Intelligent life in search of her sign on 'West Wing'
By Lynn Elber
Associated Press
| 'The West Wing'
Wednesdays, 8 p.m., NBC |
As played by Kathryn Joosten, she was not only a moral bulwark for Martin Sheen's President Bartlet but a real pistol to boot.
Then Lily Tomlin walked in as Debbie Fiderer and the world was right again. Smart, gutsy and eccentric, Fiderer promises to keep Bartlet on his toes. And Tomlin, once again, reminds us what a treasure she is.
But don't try telling her that. The actress, acclaimed for her early "Laugh-In" comedy, dramatic turns in "Nashville" and other films, and her ambitious one-woman plays, is a model of modesty.
She's also a charmingly haphazard
storyteller and possesses one of the great celebrity smiles, an impish kid-who-ate-all-the-cookies grin that lights up her face and puts Julia Roberts to shame.
Over lunch at a Studio City restaurant down the street from her office, Tomlin admits she had daydreamed about a "West Wing" guest role, maybe as a tart-tongued pol modeled after former Texas Gov. Ann Richards.
"I liked the show immensely. I thought the writing was just terrific," she said of the NBC series (airing 8 p.m. here on Wednesdays) that received its third consecutive best-drama Emmy Award last month.
Tomlin, 63, has approached other series she admired, gaining guest roles on "Homicide: Life on the Street" and a memorable
"The X-Files" episode in which
she and Ed Asner were paired as mischievous married ghosts.

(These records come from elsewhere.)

PR #3566, opened 2024-10-28
matmulnbits zero_point fix

lakhinderwalia:
Currently the matmulnbits parsing introduces a fixed type `uint8_type` for zero_point, and misses `int8_type`.

### DIFF
--- a/src/onnx/parse_matmulnbits.cpp
+++ b/src/onnx/parse_matmulnbits.cpp
@@ -119,7 +119,7 @@ struct parse_matmulnbits : op_parser<parse_matmulnbits>
         }
         else
         {
-            zp = info.add_literal(literal{shape{shape::uint8_type, {1}}, {8}});
+            zp = info.add_literal(literal{shape{args[1]->get_shape().type(), {1}}, {8}});
             zp = info.add_instruction(
                 make_op("multibroadcast", {{"out_lens", b->get_shape().lens()}}), zp);
         }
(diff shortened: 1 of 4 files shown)


kahmed10 (approved):

kahmed10:
https://github.com/microsoft/onnxruntime/blob/main/docs/ContribOperators.md#com.microsoft.MatMulNBits according to the spec zero point can only be uint8/int32/float16/float?

TedThemistokleous:
> > https://github.com/microsoft/onnxruntime/blob/main/docs/ContribOperators.md#com.microsoft.MatMulNBits according to the spec zero point can only be uint8/int32/float16/float?
> 
> And if the zero point isn't specified, it can be inferred to be `uint8` or `int32`, would be my guess. I should fix my test case, and do it for `int32` instead of `int8`.
> 
> @kahmed10, btw, I don't see any type checking in this parser code -- unless it is done somewhere else.

I don't think we can assume it is handled. If things are type constrained you'll need to add that for those inputs

causten (changes requested):
Is this still needed?  Too many failures to approve

lakhinderwalia:
> Is this still needed? Too many failures to approve

These failures have likely nothing to do with this change, @causten, because I added a fix for an `int8` type, which isn't exercised anywhere in the codebase. But this PR is still important to debug our current fusion issues, as I am debugging one right now. It is kept as a back-burner item. Thanks.

lakhinderwalia:
Closing this. This test-model was used to verify a simple int8 test-case; The type checking can be added later, because `int8` case should have been flagged by the parser.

"I thought it would be nice if I could suggest an idea to 'West Wing,' but then you let those things drift because you think, 'Well, I might get rejected. Maybe they don't even want me to be on the show."'
The planets aligned for her casting when Tomlin was appearing in a New York revival of "The Search for Signs of Intelligent Life in the Universe" and Thomas Schlamme, an executive producer of "The West Wing," was in the audience.
"A friend sat near Schlamme and heard him say, 'Lily would be great on the show,' " Tomlin recalled. "That really perked me up. Then I got on the case."
She didn't expect to follow Joosten "She's such a darling actress and funny" as top-dog secretary but relishes the role. She's scheduled for 10 episodes this season.
"The language is very dense, filled with ideas and intelligence and observations and questions. And everybody's supposed to be extremely intelligent and fairly witty," she adds, with a small, self-mocking laugh.
She happily recites a choice bit of dialogue from the season's opening episode. "What I lack in memory I more than make up for in deductive reasoning," the president tells Fiderer during a rocky job interview.
"Does that come with tights and a cape?" she replies, prompting an annoyed Bartlet to declare, "I think the meeting's over."
"Yes, but let's do this every once in a while," says the spunky Fiderer.
Make that spunky and mysterious. So far, we know that Fiderer was fired from a previous White House post because she stepped on bureaucratic toes helping Charlie (Dulé Hill) get hired as the president's aide.
Fiderer's subsequent colorful job history of gambler and alpaca farmer have been sketched in, along with some evidence of political activism.
Tomlin starts to relate the time she talked about notoriously secretive Woody Allen during production of his "Shadows and Fog" (1992), then stops. "Don't let me digress, because I can digress from here to the parking lot," she warns.
But that's part of the Tomlin charm, a stream-of-consciousness approach that echoes her theater work, including "Intelligent Life," featuring Tomlin as more than a dozen different characters and written by longtime partner Jane Wagner.
On stage, that translates to a flow of memorable lines, including "I've always wanted to be somebody, but I see now I should have been more specific." In life, it means Tomlin jumps from describing the backstory she's created for Fiderer (she plans to post it on her Web site) to how she felt like a social nerd around "Tea with Mussolini" movie co-stars Maggie Smith and Cher.
For instance, she sorely wanted to appear on "The Lawrence Welk Show" in the guise of lounge singer Bobbi Jeanine and wrote to Britain's Prince Charles and Lady Diana in 1981 about another comic alter ego.
"I wanted to have Tommy Velour sing at their wedding," Tomlin said, smiling fondly at the thought of playing the cheesy guy with the pencil-thin mustache for royalty.
Mrs. Landingham might not have approved.